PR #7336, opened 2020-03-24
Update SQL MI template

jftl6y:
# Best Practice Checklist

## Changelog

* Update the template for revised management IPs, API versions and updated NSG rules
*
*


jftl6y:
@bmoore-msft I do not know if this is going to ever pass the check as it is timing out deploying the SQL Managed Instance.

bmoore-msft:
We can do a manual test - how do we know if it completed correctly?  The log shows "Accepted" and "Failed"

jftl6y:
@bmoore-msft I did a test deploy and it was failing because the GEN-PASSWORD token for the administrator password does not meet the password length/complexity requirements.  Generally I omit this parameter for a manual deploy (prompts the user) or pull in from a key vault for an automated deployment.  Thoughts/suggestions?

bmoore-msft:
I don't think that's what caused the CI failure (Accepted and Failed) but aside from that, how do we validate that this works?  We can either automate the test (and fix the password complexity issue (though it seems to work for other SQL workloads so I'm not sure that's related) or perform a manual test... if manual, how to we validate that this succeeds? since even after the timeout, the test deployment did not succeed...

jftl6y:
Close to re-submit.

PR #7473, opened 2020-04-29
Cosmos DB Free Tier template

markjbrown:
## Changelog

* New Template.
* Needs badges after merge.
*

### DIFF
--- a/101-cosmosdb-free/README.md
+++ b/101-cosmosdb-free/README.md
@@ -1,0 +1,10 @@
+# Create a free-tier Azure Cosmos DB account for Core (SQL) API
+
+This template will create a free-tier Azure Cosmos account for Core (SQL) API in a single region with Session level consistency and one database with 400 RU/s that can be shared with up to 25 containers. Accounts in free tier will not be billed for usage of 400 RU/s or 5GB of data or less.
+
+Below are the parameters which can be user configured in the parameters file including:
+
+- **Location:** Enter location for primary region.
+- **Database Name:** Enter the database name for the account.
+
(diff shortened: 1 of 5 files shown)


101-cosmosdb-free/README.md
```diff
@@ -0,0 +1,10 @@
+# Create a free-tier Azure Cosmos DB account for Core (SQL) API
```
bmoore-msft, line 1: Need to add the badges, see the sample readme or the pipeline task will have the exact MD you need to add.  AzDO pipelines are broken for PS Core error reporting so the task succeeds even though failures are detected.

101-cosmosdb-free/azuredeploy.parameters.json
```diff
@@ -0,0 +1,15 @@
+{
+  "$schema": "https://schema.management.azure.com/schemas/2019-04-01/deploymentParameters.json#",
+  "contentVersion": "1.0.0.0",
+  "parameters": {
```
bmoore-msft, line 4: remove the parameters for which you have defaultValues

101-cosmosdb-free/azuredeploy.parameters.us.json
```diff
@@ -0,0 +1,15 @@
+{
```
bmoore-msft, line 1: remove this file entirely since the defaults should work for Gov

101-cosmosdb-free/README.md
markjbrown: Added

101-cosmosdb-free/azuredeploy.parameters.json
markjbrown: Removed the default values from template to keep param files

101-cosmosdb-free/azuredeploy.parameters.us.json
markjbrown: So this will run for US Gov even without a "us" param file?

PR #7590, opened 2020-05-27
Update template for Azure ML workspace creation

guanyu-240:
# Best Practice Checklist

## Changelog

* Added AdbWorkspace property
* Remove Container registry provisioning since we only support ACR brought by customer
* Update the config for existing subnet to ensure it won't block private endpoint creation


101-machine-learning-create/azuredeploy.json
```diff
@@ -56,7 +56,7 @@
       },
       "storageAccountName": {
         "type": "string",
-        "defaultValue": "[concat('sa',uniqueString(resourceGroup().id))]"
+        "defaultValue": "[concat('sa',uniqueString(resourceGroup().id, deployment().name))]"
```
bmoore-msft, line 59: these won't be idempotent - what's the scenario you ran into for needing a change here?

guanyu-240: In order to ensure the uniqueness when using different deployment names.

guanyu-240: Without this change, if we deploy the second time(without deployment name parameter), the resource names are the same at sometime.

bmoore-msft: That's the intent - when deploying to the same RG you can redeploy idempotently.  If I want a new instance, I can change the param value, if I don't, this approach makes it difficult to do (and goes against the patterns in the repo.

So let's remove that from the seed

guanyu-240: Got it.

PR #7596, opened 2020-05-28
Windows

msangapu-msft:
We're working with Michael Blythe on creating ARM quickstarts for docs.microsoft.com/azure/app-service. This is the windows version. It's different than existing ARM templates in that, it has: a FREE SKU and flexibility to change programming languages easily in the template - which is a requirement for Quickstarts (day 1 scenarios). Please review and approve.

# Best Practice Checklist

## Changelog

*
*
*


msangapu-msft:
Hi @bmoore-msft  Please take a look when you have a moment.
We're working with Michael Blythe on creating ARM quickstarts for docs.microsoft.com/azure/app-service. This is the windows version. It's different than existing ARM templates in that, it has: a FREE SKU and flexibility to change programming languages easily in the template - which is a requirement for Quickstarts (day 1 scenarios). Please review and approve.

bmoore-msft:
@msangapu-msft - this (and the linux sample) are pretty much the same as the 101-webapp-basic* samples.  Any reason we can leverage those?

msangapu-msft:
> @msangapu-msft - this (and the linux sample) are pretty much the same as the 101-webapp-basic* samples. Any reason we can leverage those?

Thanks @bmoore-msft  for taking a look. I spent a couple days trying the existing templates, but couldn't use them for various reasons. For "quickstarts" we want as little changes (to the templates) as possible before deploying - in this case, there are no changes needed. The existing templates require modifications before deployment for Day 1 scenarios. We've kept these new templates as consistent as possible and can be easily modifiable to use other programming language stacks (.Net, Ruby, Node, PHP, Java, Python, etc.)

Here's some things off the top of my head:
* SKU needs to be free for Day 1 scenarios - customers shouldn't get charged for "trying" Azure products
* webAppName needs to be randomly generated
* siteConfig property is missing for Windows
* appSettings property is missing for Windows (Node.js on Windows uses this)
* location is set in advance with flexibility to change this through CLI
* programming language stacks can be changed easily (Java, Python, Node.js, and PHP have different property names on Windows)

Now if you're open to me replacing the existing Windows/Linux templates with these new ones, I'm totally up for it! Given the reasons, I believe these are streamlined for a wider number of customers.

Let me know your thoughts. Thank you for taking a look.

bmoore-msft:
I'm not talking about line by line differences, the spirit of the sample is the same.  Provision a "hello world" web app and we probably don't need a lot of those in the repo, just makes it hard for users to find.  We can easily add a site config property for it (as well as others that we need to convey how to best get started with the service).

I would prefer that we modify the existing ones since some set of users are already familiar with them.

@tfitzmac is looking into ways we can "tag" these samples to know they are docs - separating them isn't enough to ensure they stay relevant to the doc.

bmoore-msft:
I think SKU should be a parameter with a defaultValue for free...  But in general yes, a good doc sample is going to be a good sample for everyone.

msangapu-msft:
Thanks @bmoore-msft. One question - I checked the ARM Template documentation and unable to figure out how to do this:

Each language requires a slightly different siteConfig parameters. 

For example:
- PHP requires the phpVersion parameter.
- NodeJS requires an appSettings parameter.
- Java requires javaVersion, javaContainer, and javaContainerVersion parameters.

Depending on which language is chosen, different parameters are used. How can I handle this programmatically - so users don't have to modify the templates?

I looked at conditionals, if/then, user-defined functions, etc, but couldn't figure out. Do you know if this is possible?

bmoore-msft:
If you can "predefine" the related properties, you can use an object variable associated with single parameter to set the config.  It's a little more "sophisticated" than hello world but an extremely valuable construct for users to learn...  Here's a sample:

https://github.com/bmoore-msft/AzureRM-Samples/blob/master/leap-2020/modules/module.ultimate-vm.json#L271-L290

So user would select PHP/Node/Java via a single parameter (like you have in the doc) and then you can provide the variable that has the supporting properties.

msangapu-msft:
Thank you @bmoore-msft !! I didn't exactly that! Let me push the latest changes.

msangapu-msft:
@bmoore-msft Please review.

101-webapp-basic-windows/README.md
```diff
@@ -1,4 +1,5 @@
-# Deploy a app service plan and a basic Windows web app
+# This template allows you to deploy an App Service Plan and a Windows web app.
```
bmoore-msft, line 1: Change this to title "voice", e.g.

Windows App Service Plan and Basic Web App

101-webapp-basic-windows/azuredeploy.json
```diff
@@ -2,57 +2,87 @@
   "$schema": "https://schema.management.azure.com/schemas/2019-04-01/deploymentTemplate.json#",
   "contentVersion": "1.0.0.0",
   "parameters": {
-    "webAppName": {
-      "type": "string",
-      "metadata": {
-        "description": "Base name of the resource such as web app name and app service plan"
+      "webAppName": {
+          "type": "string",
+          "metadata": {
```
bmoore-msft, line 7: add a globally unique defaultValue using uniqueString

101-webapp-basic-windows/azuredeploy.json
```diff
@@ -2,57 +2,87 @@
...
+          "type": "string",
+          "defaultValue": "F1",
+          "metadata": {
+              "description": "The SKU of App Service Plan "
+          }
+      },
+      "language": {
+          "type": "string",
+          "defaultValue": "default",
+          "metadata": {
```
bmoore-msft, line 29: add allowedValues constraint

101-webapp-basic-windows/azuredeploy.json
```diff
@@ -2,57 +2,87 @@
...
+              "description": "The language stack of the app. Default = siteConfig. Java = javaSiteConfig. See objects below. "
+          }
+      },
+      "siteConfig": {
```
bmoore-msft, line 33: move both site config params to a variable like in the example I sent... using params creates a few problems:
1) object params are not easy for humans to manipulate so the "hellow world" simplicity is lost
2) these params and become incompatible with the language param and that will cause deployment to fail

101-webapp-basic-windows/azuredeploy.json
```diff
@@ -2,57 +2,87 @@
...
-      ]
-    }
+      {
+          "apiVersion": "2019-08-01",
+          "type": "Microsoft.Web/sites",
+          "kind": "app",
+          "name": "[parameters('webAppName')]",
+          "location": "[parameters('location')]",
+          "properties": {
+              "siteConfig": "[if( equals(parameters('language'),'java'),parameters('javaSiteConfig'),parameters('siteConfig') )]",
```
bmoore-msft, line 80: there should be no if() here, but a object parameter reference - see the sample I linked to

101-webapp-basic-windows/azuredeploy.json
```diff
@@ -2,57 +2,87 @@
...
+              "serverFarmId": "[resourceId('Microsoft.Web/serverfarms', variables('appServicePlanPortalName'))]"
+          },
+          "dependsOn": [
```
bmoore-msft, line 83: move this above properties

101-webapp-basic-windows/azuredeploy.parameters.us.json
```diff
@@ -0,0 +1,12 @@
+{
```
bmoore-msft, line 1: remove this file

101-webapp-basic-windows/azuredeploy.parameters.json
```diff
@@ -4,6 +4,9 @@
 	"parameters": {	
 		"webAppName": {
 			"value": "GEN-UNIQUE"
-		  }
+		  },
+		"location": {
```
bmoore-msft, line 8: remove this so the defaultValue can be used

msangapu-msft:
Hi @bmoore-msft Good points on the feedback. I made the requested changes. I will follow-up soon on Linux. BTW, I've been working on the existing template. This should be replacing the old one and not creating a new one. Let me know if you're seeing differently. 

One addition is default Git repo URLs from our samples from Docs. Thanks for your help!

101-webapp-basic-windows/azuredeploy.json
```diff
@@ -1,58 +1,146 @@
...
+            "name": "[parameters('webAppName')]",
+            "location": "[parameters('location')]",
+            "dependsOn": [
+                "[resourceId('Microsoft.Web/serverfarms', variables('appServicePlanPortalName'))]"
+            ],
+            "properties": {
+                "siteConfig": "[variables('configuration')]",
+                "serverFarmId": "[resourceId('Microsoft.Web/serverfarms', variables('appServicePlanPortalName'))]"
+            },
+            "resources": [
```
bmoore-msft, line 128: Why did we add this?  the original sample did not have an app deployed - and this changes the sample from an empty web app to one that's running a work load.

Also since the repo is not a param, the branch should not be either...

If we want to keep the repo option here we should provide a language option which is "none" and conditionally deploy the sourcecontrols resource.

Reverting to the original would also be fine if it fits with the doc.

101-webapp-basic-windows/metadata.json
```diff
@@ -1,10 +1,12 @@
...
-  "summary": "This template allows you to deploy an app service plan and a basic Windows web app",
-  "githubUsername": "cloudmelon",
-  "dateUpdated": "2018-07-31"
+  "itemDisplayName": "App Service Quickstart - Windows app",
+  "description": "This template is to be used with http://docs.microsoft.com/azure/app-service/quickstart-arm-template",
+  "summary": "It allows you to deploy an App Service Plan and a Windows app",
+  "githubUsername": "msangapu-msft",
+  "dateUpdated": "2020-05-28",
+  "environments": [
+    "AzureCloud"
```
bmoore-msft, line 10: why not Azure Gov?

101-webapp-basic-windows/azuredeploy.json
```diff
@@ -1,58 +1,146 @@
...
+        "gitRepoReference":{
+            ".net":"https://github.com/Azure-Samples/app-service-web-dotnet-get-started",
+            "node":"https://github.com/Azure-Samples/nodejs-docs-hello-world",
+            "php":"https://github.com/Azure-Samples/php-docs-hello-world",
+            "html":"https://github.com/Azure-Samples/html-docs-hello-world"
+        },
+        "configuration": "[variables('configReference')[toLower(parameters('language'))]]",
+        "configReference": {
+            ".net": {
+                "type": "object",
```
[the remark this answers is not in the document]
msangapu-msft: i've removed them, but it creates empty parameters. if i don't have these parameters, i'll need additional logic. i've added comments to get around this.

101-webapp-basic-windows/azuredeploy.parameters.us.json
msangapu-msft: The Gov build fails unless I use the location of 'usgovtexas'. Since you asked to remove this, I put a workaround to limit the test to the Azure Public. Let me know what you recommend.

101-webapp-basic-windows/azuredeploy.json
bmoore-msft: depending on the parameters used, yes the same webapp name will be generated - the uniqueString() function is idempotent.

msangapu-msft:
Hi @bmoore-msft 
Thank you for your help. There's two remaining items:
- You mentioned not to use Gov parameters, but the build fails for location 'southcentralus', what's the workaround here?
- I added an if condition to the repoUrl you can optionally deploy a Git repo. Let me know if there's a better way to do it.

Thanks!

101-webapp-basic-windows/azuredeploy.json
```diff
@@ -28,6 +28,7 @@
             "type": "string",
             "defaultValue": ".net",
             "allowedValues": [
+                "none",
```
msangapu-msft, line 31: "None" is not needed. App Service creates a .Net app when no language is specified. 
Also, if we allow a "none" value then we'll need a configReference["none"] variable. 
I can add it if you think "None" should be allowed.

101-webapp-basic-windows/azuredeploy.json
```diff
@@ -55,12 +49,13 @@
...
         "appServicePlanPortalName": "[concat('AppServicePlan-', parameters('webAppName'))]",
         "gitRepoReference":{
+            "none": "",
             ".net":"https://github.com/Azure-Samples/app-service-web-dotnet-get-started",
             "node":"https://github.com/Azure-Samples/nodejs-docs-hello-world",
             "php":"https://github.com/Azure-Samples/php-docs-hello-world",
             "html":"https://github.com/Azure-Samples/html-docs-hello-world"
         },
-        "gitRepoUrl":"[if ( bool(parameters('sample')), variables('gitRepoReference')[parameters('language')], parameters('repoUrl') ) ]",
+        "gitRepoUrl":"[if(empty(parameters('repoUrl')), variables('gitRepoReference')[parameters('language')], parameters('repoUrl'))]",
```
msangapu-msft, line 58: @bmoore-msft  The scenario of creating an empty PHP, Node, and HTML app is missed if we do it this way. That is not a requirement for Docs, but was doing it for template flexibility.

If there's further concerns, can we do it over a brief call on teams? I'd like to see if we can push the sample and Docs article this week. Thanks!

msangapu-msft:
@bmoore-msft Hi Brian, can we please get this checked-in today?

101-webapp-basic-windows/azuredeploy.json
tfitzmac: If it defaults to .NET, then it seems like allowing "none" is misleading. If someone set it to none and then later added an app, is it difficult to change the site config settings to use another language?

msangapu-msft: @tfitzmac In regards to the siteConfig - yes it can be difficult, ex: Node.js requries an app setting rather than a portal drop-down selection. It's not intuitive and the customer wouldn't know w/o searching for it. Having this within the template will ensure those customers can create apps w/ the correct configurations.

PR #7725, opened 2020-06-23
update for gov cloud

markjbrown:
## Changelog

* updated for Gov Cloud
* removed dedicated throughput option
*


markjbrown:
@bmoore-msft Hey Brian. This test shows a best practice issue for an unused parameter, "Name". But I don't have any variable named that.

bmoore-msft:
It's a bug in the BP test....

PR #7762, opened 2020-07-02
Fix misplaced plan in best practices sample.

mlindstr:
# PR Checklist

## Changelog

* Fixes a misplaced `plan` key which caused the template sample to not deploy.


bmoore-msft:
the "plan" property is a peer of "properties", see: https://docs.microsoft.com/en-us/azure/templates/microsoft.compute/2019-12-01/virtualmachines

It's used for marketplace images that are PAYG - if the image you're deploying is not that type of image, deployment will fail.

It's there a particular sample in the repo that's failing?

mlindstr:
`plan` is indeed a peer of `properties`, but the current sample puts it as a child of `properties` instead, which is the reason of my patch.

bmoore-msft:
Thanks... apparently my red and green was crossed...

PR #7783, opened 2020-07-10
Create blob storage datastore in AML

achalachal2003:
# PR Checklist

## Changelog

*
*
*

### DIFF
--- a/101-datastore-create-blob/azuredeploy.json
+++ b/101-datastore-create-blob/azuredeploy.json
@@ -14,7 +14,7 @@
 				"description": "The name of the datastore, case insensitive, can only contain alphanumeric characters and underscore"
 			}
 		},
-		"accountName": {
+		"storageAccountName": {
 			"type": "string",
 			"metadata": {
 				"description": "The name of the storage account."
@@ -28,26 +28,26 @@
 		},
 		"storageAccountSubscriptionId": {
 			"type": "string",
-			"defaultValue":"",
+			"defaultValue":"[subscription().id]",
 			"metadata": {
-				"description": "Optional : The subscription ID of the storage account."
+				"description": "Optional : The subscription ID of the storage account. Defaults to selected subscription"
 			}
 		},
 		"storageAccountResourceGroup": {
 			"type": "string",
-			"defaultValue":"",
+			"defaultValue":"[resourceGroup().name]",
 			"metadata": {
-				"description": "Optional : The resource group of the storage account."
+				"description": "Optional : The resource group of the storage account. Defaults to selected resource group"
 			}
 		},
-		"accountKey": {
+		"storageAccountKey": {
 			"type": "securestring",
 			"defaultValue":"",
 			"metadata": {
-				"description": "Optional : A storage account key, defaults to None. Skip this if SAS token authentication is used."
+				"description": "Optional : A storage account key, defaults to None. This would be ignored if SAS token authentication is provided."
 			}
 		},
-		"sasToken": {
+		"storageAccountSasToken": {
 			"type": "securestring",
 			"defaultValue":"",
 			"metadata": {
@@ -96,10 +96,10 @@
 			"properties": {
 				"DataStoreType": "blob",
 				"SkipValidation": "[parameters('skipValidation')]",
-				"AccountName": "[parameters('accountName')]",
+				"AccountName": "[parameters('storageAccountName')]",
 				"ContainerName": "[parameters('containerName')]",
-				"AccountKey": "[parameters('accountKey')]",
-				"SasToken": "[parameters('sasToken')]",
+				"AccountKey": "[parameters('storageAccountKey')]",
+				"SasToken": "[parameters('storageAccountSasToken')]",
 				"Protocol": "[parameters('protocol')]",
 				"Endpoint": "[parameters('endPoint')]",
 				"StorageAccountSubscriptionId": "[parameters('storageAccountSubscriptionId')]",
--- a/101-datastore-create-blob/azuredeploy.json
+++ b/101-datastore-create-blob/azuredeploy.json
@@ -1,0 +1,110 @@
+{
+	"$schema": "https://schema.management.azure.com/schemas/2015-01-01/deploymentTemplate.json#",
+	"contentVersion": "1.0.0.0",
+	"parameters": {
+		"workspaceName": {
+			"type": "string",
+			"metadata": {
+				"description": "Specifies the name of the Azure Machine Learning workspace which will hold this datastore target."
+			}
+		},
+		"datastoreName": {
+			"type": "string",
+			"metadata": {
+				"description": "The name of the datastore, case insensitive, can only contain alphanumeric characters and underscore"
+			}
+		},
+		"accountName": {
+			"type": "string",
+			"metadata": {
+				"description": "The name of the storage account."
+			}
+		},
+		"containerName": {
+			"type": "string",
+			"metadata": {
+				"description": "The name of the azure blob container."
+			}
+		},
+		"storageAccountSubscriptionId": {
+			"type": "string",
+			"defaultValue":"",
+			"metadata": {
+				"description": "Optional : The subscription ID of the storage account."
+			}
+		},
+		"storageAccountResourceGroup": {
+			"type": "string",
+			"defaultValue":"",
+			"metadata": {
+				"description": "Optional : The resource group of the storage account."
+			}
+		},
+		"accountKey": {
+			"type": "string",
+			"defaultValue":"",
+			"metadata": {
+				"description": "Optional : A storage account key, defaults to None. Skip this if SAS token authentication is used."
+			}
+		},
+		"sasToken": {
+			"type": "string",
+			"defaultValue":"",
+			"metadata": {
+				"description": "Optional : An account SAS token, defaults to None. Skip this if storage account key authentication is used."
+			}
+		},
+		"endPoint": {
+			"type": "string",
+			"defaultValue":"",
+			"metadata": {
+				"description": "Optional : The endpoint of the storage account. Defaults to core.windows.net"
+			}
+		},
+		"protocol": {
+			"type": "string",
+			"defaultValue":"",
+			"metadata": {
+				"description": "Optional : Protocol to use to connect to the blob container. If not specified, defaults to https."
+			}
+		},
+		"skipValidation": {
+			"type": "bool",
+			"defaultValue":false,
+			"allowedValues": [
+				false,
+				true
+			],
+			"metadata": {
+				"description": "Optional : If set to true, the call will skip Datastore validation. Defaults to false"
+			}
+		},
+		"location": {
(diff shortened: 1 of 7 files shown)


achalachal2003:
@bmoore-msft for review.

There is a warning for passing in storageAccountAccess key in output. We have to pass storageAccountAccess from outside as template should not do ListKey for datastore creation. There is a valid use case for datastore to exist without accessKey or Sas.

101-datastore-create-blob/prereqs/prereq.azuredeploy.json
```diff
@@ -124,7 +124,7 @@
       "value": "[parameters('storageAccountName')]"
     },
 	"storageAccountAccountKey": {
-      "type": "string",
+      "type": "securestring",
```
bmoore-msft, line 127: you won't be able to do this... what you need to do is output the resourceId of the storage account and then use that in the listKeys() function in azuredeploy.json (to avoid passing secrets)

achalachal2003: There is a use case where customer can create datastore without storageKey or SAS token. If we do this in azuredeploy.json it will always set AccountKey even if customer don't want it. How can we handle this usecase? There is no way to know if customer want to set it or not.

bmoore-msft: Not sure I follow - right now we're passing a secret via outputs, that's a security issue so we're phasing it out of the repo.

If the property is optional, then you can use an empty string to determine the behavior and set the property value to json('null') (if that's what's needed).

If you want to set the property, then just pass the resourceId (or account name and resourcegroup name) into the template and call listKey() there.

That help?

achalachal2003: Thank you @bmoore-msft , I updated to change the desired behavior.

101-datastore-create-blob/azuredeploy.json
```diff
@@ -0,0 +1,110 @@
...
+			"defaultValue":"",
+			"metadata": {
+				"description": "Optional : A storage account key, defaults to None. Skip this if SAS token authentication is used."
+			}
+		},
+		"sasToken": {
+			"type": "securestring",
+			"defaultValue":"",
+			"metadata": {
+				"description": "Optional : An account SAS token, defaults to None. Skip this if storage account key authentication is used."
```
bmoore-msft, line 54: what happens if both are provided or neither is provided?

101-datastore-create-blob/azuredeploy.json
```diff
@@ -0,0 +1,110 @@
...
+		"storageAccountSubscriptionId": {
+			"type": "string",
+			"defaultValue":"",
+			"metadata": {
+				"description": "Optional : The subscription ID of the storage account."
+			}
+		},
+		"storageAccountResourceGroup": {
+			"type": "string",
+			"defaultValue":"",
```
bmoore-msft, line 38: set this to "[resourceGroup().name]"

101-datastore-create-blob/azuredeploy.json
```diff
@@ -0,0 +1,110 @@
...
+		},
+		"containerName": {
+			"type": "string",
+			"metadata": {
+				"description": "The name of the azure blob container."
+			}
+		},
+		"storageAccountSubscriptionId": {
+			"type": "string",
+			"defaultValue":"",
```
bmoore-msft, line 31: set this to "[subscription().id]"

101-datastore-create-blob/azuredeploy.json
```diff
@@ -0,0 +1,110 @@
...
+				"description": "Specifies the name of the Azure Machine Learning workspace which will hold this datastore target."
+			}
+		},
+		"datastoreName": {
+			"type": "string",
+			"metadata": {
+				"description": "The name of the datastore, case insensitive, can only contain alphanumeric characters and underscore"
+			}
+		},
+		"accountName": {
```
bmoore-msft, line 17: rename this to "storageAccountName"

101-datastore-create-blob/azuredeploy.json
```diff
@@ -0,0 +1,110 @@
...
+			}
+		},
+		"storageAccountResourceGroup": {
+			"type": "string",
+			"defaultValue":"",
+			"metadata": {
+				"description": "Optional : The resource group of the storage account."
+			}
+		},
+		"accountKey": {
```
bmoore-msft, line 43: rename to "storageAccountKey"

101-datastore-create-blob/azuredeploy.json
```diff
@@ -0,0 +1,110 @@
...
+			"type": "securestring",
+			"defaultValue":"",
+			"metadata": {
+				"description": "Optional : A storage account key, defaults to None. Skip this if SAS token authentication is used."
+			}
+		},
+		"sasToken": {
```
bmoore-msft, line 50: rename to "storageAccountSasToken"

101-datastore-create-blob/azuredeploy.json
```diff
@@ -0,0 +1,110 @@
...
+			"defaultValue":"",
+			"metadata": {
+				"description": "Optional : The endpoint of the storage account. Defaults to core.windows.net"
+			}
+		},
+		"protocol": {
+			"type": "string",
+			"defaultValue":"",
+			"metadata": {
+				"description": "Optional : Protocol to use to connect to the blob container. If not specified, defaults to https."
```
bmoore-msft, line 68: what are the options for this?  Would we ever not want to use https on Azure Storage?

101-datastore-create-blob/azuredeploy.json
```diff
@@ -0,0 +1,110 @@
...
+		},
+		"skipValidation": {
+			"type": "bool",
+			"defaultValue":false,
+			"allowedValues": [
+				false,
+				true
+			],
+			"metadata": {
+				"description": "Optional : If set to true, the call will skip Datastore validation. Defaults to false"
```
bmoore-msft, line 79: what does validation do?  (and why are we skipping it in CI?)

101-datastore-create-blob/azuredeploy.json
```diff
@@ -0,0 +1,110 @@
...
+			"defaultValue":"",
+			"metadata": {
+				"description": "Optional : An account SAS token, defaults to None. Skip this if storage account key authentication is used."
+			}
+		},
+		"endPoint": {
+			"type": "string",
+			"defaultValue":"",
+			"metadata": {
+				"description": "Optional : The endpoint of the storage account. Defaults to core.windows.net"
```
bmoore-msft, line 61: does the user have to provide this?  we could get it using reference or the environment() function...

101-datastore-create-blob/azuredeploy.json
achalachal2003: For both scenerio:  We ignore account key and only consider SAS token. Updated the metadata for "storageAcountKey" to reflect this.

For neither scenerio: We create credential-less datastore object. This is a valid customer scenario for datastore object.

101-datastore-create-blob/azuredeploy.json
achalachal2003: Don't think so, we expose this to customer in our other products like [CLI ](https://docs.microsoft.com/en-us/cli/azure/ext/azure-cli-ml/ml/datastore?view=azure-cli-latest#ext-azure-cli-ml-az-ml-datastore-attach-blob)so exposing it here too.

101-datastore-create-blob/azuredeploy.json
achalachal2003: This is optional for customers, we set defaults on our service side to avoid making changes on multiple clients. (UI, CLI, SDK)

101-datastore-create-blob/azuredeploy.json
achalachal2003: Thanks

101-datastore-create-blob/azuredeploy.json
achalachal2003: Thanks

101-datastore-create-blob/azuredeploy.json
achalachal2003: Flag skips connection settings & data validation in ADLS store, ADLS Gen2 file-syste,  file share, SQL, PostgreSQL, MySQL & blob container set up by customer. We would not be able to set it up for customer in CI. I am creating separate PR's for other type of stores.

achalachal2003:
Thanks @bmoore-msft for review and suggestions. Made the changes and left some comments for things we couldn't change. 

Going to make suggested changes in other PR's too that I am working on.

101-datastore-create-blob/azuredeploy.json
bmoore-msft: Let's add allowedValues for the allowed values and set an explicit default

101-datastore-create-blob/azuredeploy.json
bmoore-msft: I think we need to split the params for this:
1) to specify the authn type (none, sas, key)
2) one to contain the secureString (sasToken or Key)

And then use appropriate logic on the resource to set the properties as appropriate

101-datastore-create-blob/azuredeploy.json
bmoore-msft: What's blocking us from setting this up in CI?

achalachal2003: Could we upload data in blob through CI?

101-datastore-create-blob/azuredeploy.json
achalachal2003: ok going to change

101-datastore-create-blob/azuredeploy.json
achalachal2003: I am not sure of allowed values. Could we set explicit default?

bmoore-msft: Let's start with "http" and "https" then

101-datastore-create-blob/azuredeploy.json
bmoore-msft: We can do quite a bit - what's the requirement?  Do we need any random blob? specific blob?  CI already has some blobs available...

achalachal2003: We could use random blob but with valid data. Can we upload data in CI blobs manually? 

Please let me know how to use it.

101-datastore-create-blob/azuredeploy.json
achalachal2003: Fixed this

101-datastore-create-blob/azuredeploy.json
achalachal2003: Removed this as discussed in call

How to complete this task – Begin at the line above that has "achalachal2003: Flag skips" and stop after the line that has "bmoore-msft: What's blocking", copying each line exactly and adding nothing else.

Response area –
achalachal2003: Flag skips connection settings & data validation in ADLS store, ADLS Gen2 file-syste,  file share, SQL, PostgreSQL, MySQL & blob container set up by customer. We would not be able to set it up for customer in CI. I am creating separate PR's for other type of stores.

achalachal2003:
Thanks @bmoore-msft for review and suggestions. Made the changes and left some comments for things we couldn't change. 

Going to make suggested changes in other PR's too that I am working on.

101-datastore-create-blob/azuredeploy.json
bmoore-msft: Let's add allowedValues for the allowed values and set an explicit default

101-datastore-create-blob/azuredeploy.json
bmoore-msft: I think we need to split the params for this:
1) to specify the authn type (none, sas, key)
2) one to contain the secureString (sasToken or Key)

And then use appropriate logic on the resource to set the properties as appropriate

101-datastore-create-blob/azuredeploy.json
bmoore-msft: What's blocking us from setting this up in CI?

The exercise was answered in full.